What preliminary full-year 2025 results did Sportsman’s Warehouse (SPWH) report?

Sportsman’s Warehouse expects full-year net sales of approximately $1,209.2 million and same store sales of about $1,205.6 million, a 1.0% increase over the prior year. Preliminary full-year Adjusted EBITDA is projected at roughly $27.5 million, reflecting modestly improved operating performance.

How did Sportsman’s Warehouse (SPWH) perform in the fourth quarter ended January 31, 2026?

For the fourth quarter, the company expects net sales of about $334.9 million and same store sales of roughly $333.6 million. Preliminary Adjusted EBITDA for the quarter is estimated at around $9.6 million, highlighting improved profitability versus prior softer periods in the turnaround.

What changes did Sportsman’s Warehouse (SPWH) report in debt, inventory, and liquidity?

Sportsman’s Warehouse projects net debt of about $90.0 million, a 6.1% reduction versus last year. Ending inventory is expected at $312.9 million, down $29.1 million or 8.5%. Total liquidity should be around $107.8 million, supported by free cash flow of roughly $7.6 million.
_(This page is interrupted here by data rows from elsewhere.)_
PR #29, opened 2019-12-04
Prepare API client

andrzejewsky:
# How it works

Commerce tools has a graphql API. To do graphql calls we used apollo library. The apollo configuration is pretty straightforward here, except one thing which is access token that is required by commerce tools platform. Every single api call requires access token that must be fetched beforehand. To cover that case we used customised apollo link, that asks for the token, and stores it in the `localStorage` (to avoid multiple requests all time).

## setup commerce tools api

To setup commerce tools api you have to use `serup` function that accepts two params:
- `config` - contains required data to the comemrcetools api such as clientId, projectKey, hosts etc.
- `customOptions` - additional options that you want to add to the apollo client configuration

```javascript
import { setup } from '@vue-storefront/commercetools-api'

setup({
  config: {
    uri: 'https://api.example.com/graphql',
    authHost: 'https://auth.example.com',
    projectKey: '....',
    clientId: '....',
    clientSecret: '....',
    scopes: ['manage_products:project'],
  }
})
```

## write new api calls

Place a new function inside `src/api` directory, import the apolloClient (that has just configured by `setup`) and call the query.

Example:

```javascript
import { apolloClient } from './../index'
import gql from 'graphql-tag'

const getProduct = async () => {
  return await apolloClient.query({
    query: gql`
      {
        product(id: "c8d1fb5e-c3ae-4428-b895-66a17486e6a9") {
          id
          key
          version
        }
      }
    `,
  })
}

export default getProduct
```

## testing

To test particular api call, create a new test file in `tests/api` and use your function. 

example:

```javascript
import getProduct from './../../src/api/getProduct';

describe('test getProduct', () => {
  it('fetches product', async () => {
    const {
      data: { product },
    } = await getProduct();
    expect(product).toEqual({
      id: 'test id',
      key: 'example key',
      version: 2,
      __typename: 'Product',
    });
  });
});
```

## mocking

In most cases, when you have to test your new endpoint, you have to write response mock. To do this, you have to write your own resolvers. All of them should be placed in `tests/resolvers` directory. 

example: 
```javascript
const resolvers = {
  Query: {
    product: () => {
      return { id: 'test id', key: 'example key', version: 2 }
    }
  }
}

export default resolvers
```

### How it works?

In the test environment, we create a different apollo client. Instead of HttpLink we have SchemaLink and instead of network calls, we have our own resolvers. This give us possibility to test the query and mock example responses that are expected from the API.


packages/commercetools/api-client/package.json
```diff
@@ -2,15 +2,34 @@
...
+    "apollo-client": "^2.6.4",
+    "apollo-link-context": "^1.0.19",
+    "apollo-link-http": "^1.5.16",
+    "cross-env": "^6.0.3",
+    "graphql": "^14.5.8",
+    "graphql-tag": "^2.10.1",
+    "isomorphic-fetch": "^2.2.1"
   },
   "devDependencies": {
+    "@types/jest": "^24.0.23",
```
filrak: i think we can pull most of these dependencies to root package as they are purely dev-related.

packages/commercetools/api-client/src/api/getProduct.ts
```diff
@@ -0,0 +1,18 @@
+import { apolloClient } from './../index'
+import gql from 'graphql-tag'
+
+const getProduct = async () => {
```
filrak, line 5: missing params and types

packages/commercetools/api-client/src/api/getProduct.ts
```diff
@@ -0,0 +1,18 @@
...
+  return await apolloClient.query({
+    query: gql`
+      {
+        product(id: "c8d1fb5e-c3ae-4428-b895-66a17486e6a9") {
```
filrak, line 9: do we really need to have it hardcoded? shouldn't we use tests for it?

filrak (changes requested):

filrak:
how `customOptions` work? What exactly we can pass here?

packages/commercetools/api-client/src/api/getProduct.ts
andrzejewsky: I'll do it later, this is just example, in the next tasks we have API implementation

packages/commercetools/api-client/src/api/getProduct.ts
andrzejewsky: same as above

andrzejewsky:
@filrak so customOptions are the options that you can pass to ApolloClient (description in PR). This options are represent by type `ApolloClientOptions`. Basically you can set there your own configuration such as custom link, cache, even resolvers, type definition etc.(more: https://www.apollographql.com/docs/react/api/apollo-client/#ApolloClient)

I left possibility to add these options because sometimes they are useful, eg. to set custom cache policy or something like that.

PR #45, opened 2019-12-10
Category composable and page basic setup

filrak:
Scope:
- [x] dummy composable
- [x] use dummy composable in page
- [x] type core interfaces with Refs
- [x] create generic category page with multi-level category URL structure `/c/slug/dlug2...`
- [ ] tests

Tests to be done in next PR once i have non-dummy data

### DIFF
--- a/packages/commercetools/composables/src/useCategory/index.ts
+++ b/packages/commercetools/composables/src/useCategory/index.ts
@@ -1,0 +1,22 @@
+import { UseCategory } from '@vue-storefront/interfaces'
+import { ref } from '@vue/composition-api'
+
+export default function useCategory (): UseCategory<any, any, any, any, any> {
+  const category = ref(null)
+  const search = () => { console.log('useCategory:search') }
+  const appliedFilters = ref(null)
+  const applyFilter = () => { () => { console.log('useCategory:applyFilter') } }
+  const clearFilters = () => { () => { console.log('useCategory:clearFilters') } }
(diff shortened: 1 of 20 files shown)


packages/commercetools/composables/src/useCategory/index.ts
```diff
@@ -0,0 +1,27 @@
+import { UseCategory } from '@vue-storefront/interfaces'
+import { ref } from '@vue/composition-api'
+import { getProduct } from '@vue-storefront/commercetools-api'
+
+export default function useCategory (): UseCategory<any, any, any, any, any> {
```
andrzejewsky, line 5: why useCategory? shouldn't be useProduct? we want to load and show products not categories yet?

packages/commercetools/composables/src/useCategory/index.ts
```diff
@@ -0,0 +1,27 @@
...
+  const category = ref({})
+  const search = () => { console.log('useCategory:search') }
+  const appliedFilters = ref(null)
+  const applyFilter = () => { () => { console.log('useCategory:applyFilter') } }
+  const clearFilters = () => { () => { console.log('useCategory:clearFilters') } }
+  const loading = ref(false)
+  const error = ref(null)
+
+  getProduct().then(res => {
```
andrzejewsky, line 14: why composable function useCategory fetches products?

andrzejewsky (changes requested):

PR #47, opened 2019-12-10
Implement getProduct

andrzejewsky:


packages/commercetools/theme/pages/index.vue
```diff
@@ -155,12 +155,23 @@ import {
...
+  return encodeURIComponent(text).replace(/[!'()~*]/g, (c) => {
+    return '%' + c.charCodeAt(0).toString(16);
+  });
+}
 
 export default {
   name: "Home",
   transition: 'fade',
   data() {
+    getProduct({ variables: {
```
andrzejewsky: @filrak example how to use it, I'll implement a generic helpers (eg. `getWhereByCatId`, `getWhereByCatSlug` etc.) to generate `where` param

packages/commercetools/api-client/src/api/getProduct/defaultQuery.ts
```diff
@@ -0,0 +1,60 @@
+import gql from 'graphql-tag'
```
filrak, line 1: can't we just use gql files?

packages/commercetools/api-client/src/helpers/createCommerceToolsLink/getAccessToken.ts
```diff
@@ -1,7 +1,7 @@
 import SdkAuth from '@commercetools/sdk-auth'
-import { ApiConfig } from '../../types/setup'
-import { storeToken, getToken } from './tokenCache'
-import { Token } from '../../types/setup'
+import { ApiConfig } from 'api-client/src/types/setup'
```
filrak, line 2: maybe it's better to just use '@' alias for root as common convention

packages/commercetools/api-client/src/helpers/i18n/index.ts
```diff
@@ -0,0 +1,5 @@
+const getCurrency = () => 'USD'
```
filrak: Imho it's better to keep it from config passed into `setup` then in the app you can set reference to currency and locale fields. It's also better to keep all configuration in one place

filrak (changes requested):

PR #60, opened 2019-12-13
api(category) getCategory implementation

andrzejewsky:


packages/commercetools/api-client/src/api/getCategory/defaultQuery.ts
```diff
@@ -0,0 +1,27 @@
+import gql from 'graphql-tag'
```
filrak: Accoridng to our discussion - we're missing products here

filrak (approved):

What store closure plans did Sportsman’s Warehouse (SPWH) disclose in its preliminary results?

The company has identified about five underperforming stores for potential closure due to lack of profitability. It expects an impairment charge in fiscal 2025 and additional employee-related costs if closures occur. Those stores are estimated to contribute about $(1.5) million of 2025 Adjusted EBITDA.

How does management describe Sportsman’s Warehouse’s (SPWH) turnaround progress?

Management said preliminary fourth quarter and full-year results exceeded expectations and noted 2025 is the first year since 2020 with positive same store sales growth. They attribute this to executing a three-year turnaround strategy begun in 2024 and tighter balance sheet management.

Are Sportsman’s Warehouse’s (SPWH) preliminary figures audited GAAP results?

No. The company emphasized these are preliminary, unaudited results subject to normal year-end procedures, closing adjustments, and audit work. Its independent registered public accounting firm has not audited or reviewed the figures, which may differ from final audited financial statements.

When will Sportsman’s Warehouse (SPWH) release full fourth quarter and fiscal 2025 results?

Sportsman’s Warehouse plans to report full fourth quarter and fiscal year 2025 results on March 31, 2026. At that time, it expects to provide complete audited financial statements, more detail on impairment charges, and broader context around its turnaround strategy and store portfolio review.